Another possible optimization which I plan to try out later is to avoid storing separate lists in the first place. Instead, have a single “arena” Vec and store the data for all the lists continguously in that Vec and just pass around an (index, length) pair into that vec instead of real Vec/Box<[]>, etc.

This design is only sometimes usable (you can’t free or pass around individual lists independently of the arena vec this way) and is much more intrusive in terms of code design (you have to somehow pass a reference to the arena vec through all your code). However, in addition to making you automatically immune to excess capacity bugs, it also avoids the potential memory fragmentation issue that having lots of little individually allocated lists could cause. Additionally, it lets you represent your lists as only (u32, u32) assuming the total length is less than 2³², a 2x saving on the value side as well, albeit at the cost of increased bounds checks.
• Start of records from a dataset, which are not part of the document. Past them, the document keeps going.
PR #490, opened 2017-02-25
Update Travis CI to include Python 3.6

gwasser:
Some linux distributions (like OpenSUSE Tumbleweed) are already include Python 3.6, so makes sense to start testing against it.


flinz:
👍 thanks!

reduxionist:
3.6 has been a great Python update for me, glad you noticed to include it here @gwasser ! 😄

PR #491, opened 2017-03-08
Fix and update russian translation

Yuego:
The href attribute of the link was always empty.
Added translations to multiple lines.


gwasser:
I updated the Russian translations on our transifex account based on your contribution. Thanks again!

PR #497, opened 2017-03-17
Update es_MX translations

gwasser:
Thanks to @andresf01 for updated es_MX translations. Committing on his behalf.

For the record, since I'm new to Transifex, this is what I did:

1. Logged in to Transifex, downloaded the "Ready for Use" .po file
2. Used command `msgfmt es.po --output-file es.mo` to generate the .mo file using gettext, based on http://stackoverflow.com/questions/739314/easiest-way-to-generate-localization-files

I believe this was correct but please let me know if the process should be different!


reduxionist:
Normally I use the 'compilemessages' management command to generate the binaries myself, but AFAIK that doesn't offer any advantages other than the project directory integration, so if going straight to msgfmt is easier then by all means!

Issue #488, opened 2017-02-15
Provide a Django demo project


gwasser:
As @reduxionist mentioned in #485 , might be a good idea to have a demo project.

> I think it would be useful to users considering the project if we did supply a demo project like many pluggable apps do nowadays. It could also serve as a test environment, replacing quicktest. More "normal" IMO, faster for users to get a taste, less setup issues -- which are pretty common at the moment, etc.

gwasser:
Closing this issue now that I've submitted a pull request. Further discussion can continue on #498.

PR #498, opened 2017-03-20
Add a demo project and update docs

gwasser:
A demo project is now available to address issue raised in #488. The demo project includes a fixture with some starter queue and ticket info so that a new user may quickly get started and click around on live tickets without needing to set anything up.

Not only does it allow easier/faster demos and provide a template for starting new projects, this could be a good baseline for developers to test against.

I reworked the README to talk about the new demo project first thing. As I was re-writing it I realized there was a certain amount of redundancy between the the README, the CONTRIBUTORS file, and the docs/ files. I cut some stuff from the README and moved it to the docs/, to keep the README file shorters (more of a "quickstart" than an all-info document; IMO it should mostly just point at the other docs as like an index).


reduxionist:
Thanks for holding down the fort single-handedly all this time! :1st_place_medal: I've been keeping a nervous eye on the notifications arriving in my inbox but have been able to just guiltily sigh with relief as they're handled without me... 🙇  I will be out of crunch-mode this week (delivery was today but there's still some hand-holding to do), so I should be able to review this PR in just a couple days if no-one else gets to it first.

Thanks again for putting in all the effort single-handedly of late, it's great Ross is still around and could grant the auth'z you were missing; having many hands on deck sure makes a difference! 🙏

gwasser:
No problem, happy to be able to fill in while you're busy :-) hope you get a break from crunch-time soon!

reduxionist:
Wow, that is an awesome demo installer! Simple considering the flexibility in environments that it provides, it worked flawlessly even in my most tortured Python installation. I think the sample data provided is just enough for users to click their way through to a fast, hands-on. understanding of the system far more easily than they could before. Great job @gwasser! 👏

PR #499, opened 2017-03-26
Migration added

Yuego:
Not all changes are reflected in migrations.
Django constantly tries to create a new migration, but in my case it can not do this because of lack of access rights.
This gives me some inconvenience in development - I can`t use 

`python manage.py makemigrations`

 globally.
If you do not plan to make changes to the model in the near future, I think this would be the solution.


reduxionist:
Issue confirmed and fix verified using our new handy demo project (thanks again @gwasser !).

Thanks for the PR @Yuego, we appreciate the contribution! 😄

PR #501, opened 2017-04-03
Updated get_email tests

gwasser:
I updated our plain text email test to use unicode characters and added a MIME multipart email test for get_email script, partly to address the issue brought up in #487. I believe this will be more robust test and expand our coverage!

This test lead to a possible bug fix in get_email. For the email body, the unicode character was getting doubly escaped (\\u...) and so wasn't appearing correctly when compared against a unicode string. I fixed this with a unicode_escape encoding, and cleaned up a few unnecessary encoding steps.

I also snuck in a missing dependency to the demo project and added knowledgebase data to complete the demo. (Bad form, I know, but got committed to wrong branch, so oops :-) )


reduxionist:
You fixed more encoding issues than I was even afraid were still left! Great job coding up those badly needed new test cases, that was an important code path we hadn't covered yet. That 5% coverage bump is as high a single-commit improvement as I think we've ever had, and you brought us to the 60% mark -- awesome contribution @gwasser !! :1st_place_medal: 

p.s. Since you were sneaking in some demo updates, I took the liberty of adding to them with tiny makefile doc updates that wouldn't warrant a merge of their own... 😉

This trick has limited applicability, but it is perfect for cases like memoization (where the results live forever and are stored in a single place) or the edge list of a graph data structure (where you can store the backing vec as part of the graph) assuming you don’t need to add or remove edges after creation.

Conclusion

This was a surprising and annoying bug to investigate, but at least I learned a lot about Rust in the process. I had no idea that the standard library was doing this kind of optimization under the hood (and since this is code-based, it happens even in debug builds). It’s also an illustration of how an optimization in one place can lead to bugs downstream by violating programmers’ expectations.

Anyway, I hope that writing about my experience can help other people avoid this footgun in the future, or at least teach people something interesting about Rust.